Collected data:
=== Begin Enclosure ===

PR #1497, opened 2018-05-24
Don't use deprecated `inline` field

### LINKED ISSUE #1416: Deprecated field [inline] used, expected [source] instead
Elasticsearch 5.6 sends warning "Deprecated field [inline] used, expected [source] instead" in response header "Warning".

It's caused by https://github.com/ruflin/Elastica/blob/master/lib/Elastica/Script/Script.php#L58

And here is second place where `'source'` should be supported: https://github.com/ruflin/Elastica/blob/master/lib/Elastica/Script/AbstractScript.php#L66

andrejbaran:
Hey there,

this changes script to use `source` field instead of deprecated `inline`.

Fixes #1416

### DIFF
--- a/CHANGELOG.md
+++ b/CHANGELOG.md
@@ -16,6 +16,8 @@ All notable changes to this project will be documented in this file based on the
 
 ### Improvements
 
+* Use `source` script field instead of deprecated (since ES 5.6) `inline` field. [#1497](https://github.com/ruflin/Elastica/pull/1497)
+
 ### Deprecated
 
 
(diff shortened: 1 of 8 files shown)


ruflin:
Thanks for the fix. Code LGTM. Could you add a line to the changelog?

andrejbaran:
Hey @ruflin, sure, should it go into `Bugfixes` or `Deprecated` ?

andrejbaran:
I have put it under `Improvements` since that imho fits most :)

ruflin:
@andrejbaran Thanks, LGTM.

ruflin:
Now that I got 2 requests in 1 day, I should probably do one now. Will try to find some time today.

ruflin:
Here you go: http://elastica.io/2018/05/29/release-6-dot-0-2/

=== End Enclosure ===

For the word "changes", say how many lines of the data include it, with nothing else in the reply.

Exercise result:
2